Publié le 24 avril 2008 par Tom Vanderstichele

La suite de « Quand je serai SDF »

Une suite pleine de petits liens, à suivre, si vous le voulez 

Je suis saisi de stupeur, quand je vois à la télé Le Tas (clic), dans un reportage du JT. On est le 20 avril, près d’un mois après le début du printemps et lui et d’autres n’avaient pas encore entamé leur longue phase d’invisibilité printanière et estivale, bien au contraire, ils campaient devant un abri pour SDF. Ils dormaient dans des tentes de la marque du célèbre sport d’endurance, ironie ou volonté de montrer que le Sans-logisme est un sport d’endurance, je ne le saurais pas, car Mme Yoyo vient de changer de chaîne, elle ne veut pas rater le Grand Reporter Nagui et l’interview quotidienne qu’il fait d’aventuriers de toute sorte.

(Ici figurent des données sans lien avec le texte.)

PR #66, opened 2021-01-14
Return .user_data section to linker scripts to fix flash saving

tuna-f1sh:
Developing on my [candleLight fork](https://github.com/tuna-f1sh/candleLight_fw) to add support for USB-PD, I needed to add more settings to flash. Doing this caused me to find that the `.user_data` flash sector has been dropped during the linker script migration. 

Basically, the flash saving of user id is not properly defined at the moment and has the potential to over-write application flash.

This PR ports [this commit from 2016](https://github.com/candle-usb/candleLight_fw/commit/1453d70dc9a9d98ac254893ba5114b8e826e0e39), which reduces the application flash region by 2K and allocates a page for flash memory at the end of the flash area. 

I've also added my [new board](https://github.com/tuna-f1sh/entree) as a supported board. I've love to merge all the code from my master fork into this - is there appetite for that? It does [add quite a few things](https://github.com/candle-usb/candleLight_fw/compare/master...tuna-f1sh:master), including i2c but it's all kept board specific so shouldn't impact other hardware.

### DIFF
--- a/README.md
+++ b/README.md
@@ -8,6 +8,7 @@ This is firmware for certain STM32F042x/STM32F072xB-based USB-CAN adapters, nota
 - USB2CAN: https://github.com/roboterclubaachen/usb2can (STM32F042x6)
 - CANAlyze: https://kkuchera.github.io/canalyze/ (STM32F042C6)
 - VulCAN Gen1: https://shop.copperforge.cc/products/ac41 (STM32F042x6)
+- Entreé: https://github.com/tuna-f1sh/entree (STM32F042x6)
 
 Of important note is that the common STM32F103 will NOT work with this firmware because its hardware cannot use both USB and CAN simultaneously.
 Beware also the smaller packages in the F042 series which map a USB and CAN_TX signal on the same pin and are therefore unusable !
--- a/ldscripts/STM32F042X6.ld
+++ b/ldscripts/STM32F042X6.ld
@@ -1,10 +1,14 @@
 __STACK_SIZE = 1024;
 __HEAP_SIZE  = 2560;
 
+__FLASH_SIZE = 32K;
+__NVM_SIZE = 1K;
+
 MEMORY
 {
-  FLASH (rx)  : ORIGIN = 0x08000000, LENGTH = 32K
+  FLASH (rx)  : ORIGIN = 0x08000000, LENGTH = __FLASH_SIZE - __NVM_SIZE
   RAM   (rwx) : ORIGIN = 0x20000000, LENGTH = 6K
+  DATA (xrw) : ORIGIN = 0x08000000 + __FLASH_SIZE - __NVM_SIZE, LENGTH = __NVM_SIZE
 }
 
 ENTRY(Reset_Handler)
@@ -68,6 +72,13 @@ SECTIONS
   } > FLASH
 
   __etext = ALIGN (4);
+
+  .user_data :
+  {
+    . = ALIGN(4);
+    *(.user_data)
+    . = ALIGN(4);
+  } > DATA
 
   .data : AT (__etext)
   {
--- a/ldscripts/STM32F072XB.ld
+++ b/ldscripts/STM32F072XB.ld
@@ -1,11 +1,16 @@
 __STACK_SIZE = 2K;
 __HEAP_SIZE  = 10K;
 
+__FLASH_SIZE = 128K;
+__NVM_SIZE = 1K;
+
 MEMORY
 {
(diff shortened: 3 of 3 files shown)


fenugrec:
Whoa, I missed this PR, sorry.

Not sure why that feature was silently dropped  , in https://github.com/candle-usb/candleLight_fw/commit/2ebc665109887bfe95a4ad63ebe5e1d7d13c0fef#diff-579f347859745cf171dd97a898fe970fe0a410e5620b69353887a805eff3c928 ...

It may have something to do with F042 vs F072 memory map differences. Have you compared those ?

Otherwise I agree the current situation can be a problem: as you noticed, .user_data gets linked somewhere in ROM which is clearly not the right thing to do. Just checked a build here and it ends up at 0x080033c8 !

> new board

That depends - 
Extra features applicable to canape only or really out of scope like I2C: sorry, as long as I'm the only one merging stuff, I'll have to decline. If you've looked a bit at the issues and PRs here you'll know I have my plate quite full already trying to test & merge fixes for high-priority, core issues  ...

But if your changes are fixes or clear improvements (like this one), yes, very interested !

tuna-f1sh:
The PR accounts for the F04 and F07 memory size difference. I think it was probably missed during the change to separate linker files. Anyway, I think it should be good to merge?

No problem re new board, probably best as a fork for now. I'll try to help out with some issues and PRs around here regardless since I can merge any fixes into my fork. I use this firmware almost daily so am happy to help.

README.md
```diff
@@ -8,6 +8,7 @@ This is firmware for certain STM32F042x/STM32F072xB-based USB-CAN adapters, nota
 - USB2CAN: https://github.com/roboterclubaachen/usb2can (STM32F042x6)
 - CANAlyze: https://kkuchera.github.io/canalyze/ (STM32F042C6)
 - VulCAN Gen1: https://shop.copperforge.cc/products/ac41 (STM32F042x6)
+- Entreé: https://github.com/tuna-f1sh/entree (STM32F042x6)
```
fenugrec, line 11: I'm happy to add this, but could you split in a different commit ?

ldscripts/STM32F072XB.ld
```diff
@@ -3,8 +3,9 @@ __HEAP_SIZE  = 10K;
 
 MEMORY
 {
-  FLASH (rx)  : ORIGIN = 0x08000000, LENGTH = 128K
+  FLASH (rx)  : ORIGIN = 0x08000000, LENGTH = 128K - 2K
   RAM   (rwx) : ORIGIN = 0x20000000, LENGTH = 16K
+  DATA (xrw) : ORIGIN = 0x801f7ff, LENGTH = 2K
```
fenugrec, line 8: why does DATA start at `0x801f7ff`and not `0x0801F800` (page 63) ?

ldscripts/STM32F042X6.ld
```diff
@@ -3,8 +3,9 @@ __HEAP_SIZE  = 2560;
 
 MEMORY
 {
-  FLASH (rx)  : ORIGIN = 0x08000000, LENGTH = 32K
+  FLASH (rx)  : ORIGIN = 0x08000000, LENGTH = 32K - 2K
   RAM   (rwx) : ORIGIN = 0x20000000, LENGTH = 6K
+  DATA (xrw) : ORIGIN = 0x8007800, LENGTH = 2K
```
fenugrec, line 8: This would mean 2 pages (F042 has 1kB pages), but `flash_flush()` is hardcoded to erase+write 1 page. Might be simpler /safer to limit the size of the DATA area to 1kB on both 042 and 072 ? That _should_ trigger a linker error if anyone tries to pack more than 1k in there

fenugrec (changes requested):

README.md
tuna-f1sh: Done.

ldscripts/STM32F072XB.ld
tuna-f1sh: This was a calculation error on my part - good spot. I've since replace with variables and calculation in file so brought that into this commit instead.

ldscripts/STM32F042X6.ld
tuna-f1sh: Ok, I've reduced to 1k NVM area.

fenugrec (approved):

fenugrec:
Merged in 05fe629e5c47de8b638a9efd1c662c60862a1be9, thanks !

Le Tas est à Charleroi, faut que j’y aille pour voir si ce qu’il fait là est une préparation pour les prochains JO , dans ce cas n’ai-je pas aussi mes chances, vu l’entraînement que j’ai effectué en hiver ? Le sponsor sur les tentes était pour moi une preuve que quelque chose se préparait. J’avais déjà raté l’opération de colonisation des Sudéens (clic), je ne vais quand même pas rater une participation aux Jeux Olympiques, dans le seul sport d’endurance où j’ai certaines chances, l’invisibilité (clic) en position assise, voir même dans la position du lotus.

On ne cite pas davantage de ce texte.